When reviewing the sufficiency of the evidence to support a conviction, we

consider the evidence in the light most favorable to the verdict. Edward v. State, 635

S.W.3d 649, 655 (Tex. Crim. App. 2021). The verdict will be upheld if any rational

trier of fact could have found all the essential elements of the offense proven beyond

a reasonable doubt. Id. “This familiar standard gives full play to the responsibility of the trier of fact fairly to resolve conflicts in the testimony, to weigh the evidence,

and to draw reasonable inferences from basic facts to ultimate facts.” Jackson v.

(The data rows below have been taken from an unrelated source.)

PR #929, opened 2025-04-29
GoldQA-Des-Shelfdeath

BreadReaver:
pushed shelf back to prevent players getting caught


pmetcalf2 (commented):
i didn't get stuck at any point around the shelves, go ahead and merge

PR #935, opened 2025-04-29
Gold des first maze hatch adjustments lv 2080

C-Low01:
Swapped hatch location, changed lighting slightly, and added ladder

Note: DO NOT look in scene view ty <3


pmetcalf2 (approved):
hatch makes more sense in the maze, ladder looks good.

PR #937, opened 2025-04-29
Gold des make the chase sequence go through all the hallways lv 2125

BreadReaver:
Adjusted the chase spline so now its one singular chase thing going through every hallway so you are actually being chased the whole time


JamesBondMeow (approved):
looks good, maybe could adjust with chase speed to make it a bit more tense, but overall everything works

MagicTurtle013 (approved):
this is sick

Dusk553 (approved):

PR #943, opened 2025-04-29
gold-eng-4-harpoons-from-refill-LV-2020

Lazydev114:
JiraLink: https://bradleycapstone.atlassian.net/browse/LV-2020
Description: The Ammo rack is counted as a harpoon. It doesn't anymore


RyanASwanson (approved):
Yup this looks good to me. I was only ever able to pick up 3 harpoons and the issue about picking up the harpoon rack is gone. Well done

PR #946, opened 2025-04-29
gold-eng-Gameplay-Settings-Dont-Persist-From-Menu-LV-2128

RyanASwanson:
https://bradleycapstone.atlassian.net/jira/software/projects/LV/boards/32/backlog?assignee=6318bb796856bdd60aa045de&selectedIssue=LV-2128

Now I could've simply just adjusted the system in place but I knew that the gameplay settings were saved differently that every other thing in the game. I wanted to fix this. You will find that by playing the game from the main menu, changing the gameplay settings, then pressing new game, the settings will work. Also don't ask me why when setting the Y axis invert in the CameraSettings script I have to do the opposite of the save data. That's how it was before. I guess cinemachine is weird or something?

In Engine Review Estimation: <5 minutes


astapay (approved):
Yippee!

PR #947, opened 2025-04-29
gold-ui-Main-Menu-Animations-Iteration-LV-2061

hhlaxbro:
Jira: https://bradleycapstone.atlassian.net/jira/software/projects/LV/boards/32?assignee=61f6e440c6bd1a00691251d4&jql=assignee%20%3D%2061f6e440c6bd1a00691251d4&selectedIssue=LV-2061

Small changed to the skull animation. Made its landing when touching ground feel more subtle and moving more naturally upon impact.


noodlecat519 (approved):
looks good! i'd sort of like to see some loose dirt swirling up, but that would probably be a post-grad thing if we go through with that, so i'm not withholding approval based on that :)

PR #948, opened 2025-04-29
gold-eng-second-maze-lag-lv-2037

MilesRogers3D:
image

I was able to pretty consistently get rid of any lag spikes on my laptop by tweaking the camera frustum far plane and hiding any weird popping artifacts with distance fog. I also had to make a quick fix on the cel shader that the doors are still using so it could work with unity fog and remove the fog from the monster since it looked weird.

There's a bit of code in here, ExcludeFromCameraFog.cs, which got attached to the cameras in the window renderers to make sure they aren't rendering fog in addition to the fog in the main camera.

The lag spikes happened the worst for me at the beginning of the second maze, so if you want to test a level that would be the best one.


Assets/Scripts/Lighting/ExcludeCameraFromFog.cs
```diff
@@ -0,0 +1,64 @@
...
+/// <summary>
+/// Excludes a camera from rendering fog
+/// </summary>
+[RequireComponent(typeof(Camera))]
+public class ExcludeCameraFromFog : MonoBehaviour
+{
+    /// <summary>
+    /// Initial fog setting in the scene the camera exists in
+    /// </summary>
+    private bool _initialFogSetting = true;
```
RyanASwanson, line 22: Should follow the naming conventions of booleans so should start is words such as is, can, has, does, etc.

Virginia, 443 U.S. 307, 319 (1979). The jury is the sole judge of the weight and

credibility of the evidence. Edward, 635 S.W.3d at 655. When considering a claim

of evidentiary insufficiency, we must keep in mind that a juror may choose to believe

or disbelieve all, some, or none of the evidence presented. Id. Further, while jurors

may not base their decision on mere speculation or unsupported inferences, they may

draw reasonable inferences from the evidence. Id. The evidence is sufficient to

support a conviction, and thus the jury’s verdict is not irrational, if “the inferences

necessary to establish guilt are reasonable based upon the cumulative force of all the

evidence when considered in the light most favorable to the verdict.” Id. at 655-56

(quoting Wise v. State, 364 S.W.3d 900, 903 (Tex. Crim. App. 2012)). When faced

with conflicts in the evidence, a reviewing court shall presume that the fact finder

resolved those conflicts in favor of the verdict and defer to that determination. Id.

As applicable here, a person commits an offense if, without the effective

consent of the owner, the person enters a habitation with intent to commit theft. TEX.

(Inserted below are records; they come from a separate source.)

PR #949, opened 2025-04-29
gold-eng-Heartbeat-SFX-bug-LV-2021

Lazydev114:
JiraLink: https://bradleycapstone.atlassian.net/browse/LV-2021
Description: Heartbeat settings were not set, I changed the values, and now it works. The design team might still need to set it to that just right value


RyanASwanson (changes requested):
I found an issue in which the heartbeat sfx would not play after reaching low heath for a second time. For example you reach low health, heal, then reach low health again

RyanASwanson (approved):
Yup! Issue was resolved!

PR #950, opened 2025-04-29
Gold des re add smoke into the second maze generator lv 2081

C-Low01:
Its in there. took me like 4 minutes


SymphonicSweet (approved):
It's there, good job.

PR #951, opened 2025-04-29
gold-art-reduce-datamosh-intensity-LV-2039

MilesRogers3D:
Added a parameter in the material to reduce the intensity of the datamoshing effect and set it to half of what it was before


MagicTurtle013 (approved):

BreadReaver (approved):
Hopefully less motion sickness

PR #952, opened 2025-04-30
gold-eng-Chase-Doesnt-Increase-Player-Speed-LV-2116

astapay:
Done! So there was a little weird thing that was going on in the chase sequence. Basically, the start of the chase itself was setting the player's speed to 0 and resetting it to its original value through just editing the player speed value from the instance of the player movement controller. This caused a little funny business when the story manager tried to change the speed at the same time. Since I basically put the functionality to stop the player movement with the cinematic events, so I just had to move a few things around and cover more things with the cinematic events.

Jira Task: https://bradleycapstone.atlassian.net/browse/LV-2116?atlOrigin=eyJpIjoiMzBiZjc1ZWRhYTRkNGVkOTg0MDgyMTg4NjY3YmVkNjEiLCJwIjoiaiJ9

Code Review Time: <3 minutes
In-Engine Review Time: <5 minutes (get to the chase scene and make sure the movement speed is correct and the player doesn't move until the cutscene is back. there are some changes to the transform while its happening, but the important part is that you are in the same position as when you enter the cutscene)


Assets/Art/3D/Boss/BossScripts/Attacks/ProceduralAttack/ChaseVineGroup.cs
```diff
@@ -86,16 +84,12 @@ public IEnumerator ActivateThisGroupOfVines()
         {
             //get the player virtual camera
             _playerCam = PlayerCameraController.Instance.PlayerVirtualCamera;
-            _playerMovementController = PlayerMovementController.Instance;
-            _basePlayerSpeed = _playerMovementController.PlayerMovementSpeed;
```
RyanASwanson, line 90: This clean up brings me joy. No changes, just happy 😄

Assets/Scripts/PlayerScripts/PlayerMovementController.cs
```diff
@@ -158,6 +160,32 @@ public void SubscribeInput()
             return;
         }
 
+        if (Camera.main.transform.localPosition != _cameraPositionWithLastInput)
```
RyanASwanson, line 163: I know a similar thing was done in the harpoon gun script was it not? Perhaps we could just have a single event for this kind of thing and put that functionality in the player camera controller? Does require some refactoring though

RyanASwanson (approved):
Functionality looks good and works how it should. Just left 2 comments about how something feels weird about how it is subscribed.

RyanASwanson (approved):
Looks good to me. Learned something out of it too.

PR #956, opened 2025-04-30
gold-ui-quit-confirm-scrim-missing-lv-2050

SolarFoxG:
Jira Task: https://bradleycapstone.atlassian.net/browse/LV-2050

Expected Test Time: 3 Minutes

The scrim wasn't missing, just not prominent. I made it fully block out the background when it's up.


nrice25 (approved):
Approved, there is now a properly screen blocking scrim in the quit pop up

PR #1866, opened 2020-01-20
Sort categories alphabetically

### LINKED ISSUE #1827: List of categories not sorted alphabetically

georgehrke:
Fixes #1827 

| Before | After |
|:---------:|:------:|
|6590F35F-C818-48AF-83FD-A758294A7544|7046E49F-4F19-4FD3-8934-5CA25E9ACBE8|


tcitworld:
Not capitalized categories will be be shown after the capitalized ones, shouldn't we mix them instead ?

georgehrke:
@tcitworld Good point, should be fixed now.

PEN. CODE ANN. § 30.02(a)(1).

Debbie Judkins and her husband live in a rural area of Grayson County. On

January 31, 2018, Judkins received a call from a neighbor who believed Judkins’s

house had been burglarized. When she arrived home, Judkins saw the door between

the garage and the home had been broken, the glass in the back door was broken,

–2– and another door was kicked in. Her bedroom and closet were in disarray. She

testified: “You could tell somebody had been through it all.” Items missing from her

home included a TV, Blu-ray player, pocket watch, and old wallet. The jury saw

pictures of her home after the burglary and heard a recording of her call to 911.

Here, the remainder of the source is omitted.